AIM OF THE TASK | Reproduce all the entries exactly.

RECORDS PROVIDED |
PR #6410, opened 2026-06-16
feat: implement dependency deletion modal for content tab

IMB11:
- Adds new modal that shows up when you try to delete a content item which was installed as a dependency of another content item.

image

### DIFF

RESULT FOR THIS EXERCISE |
PR #6410, opened 2026-06-16
feat: implement dependency deletion modal for content tab

IMB11:
- Adds new modal that shows up when you try to delete a content item which was installed as a dependency of another content item.

image

### DIFF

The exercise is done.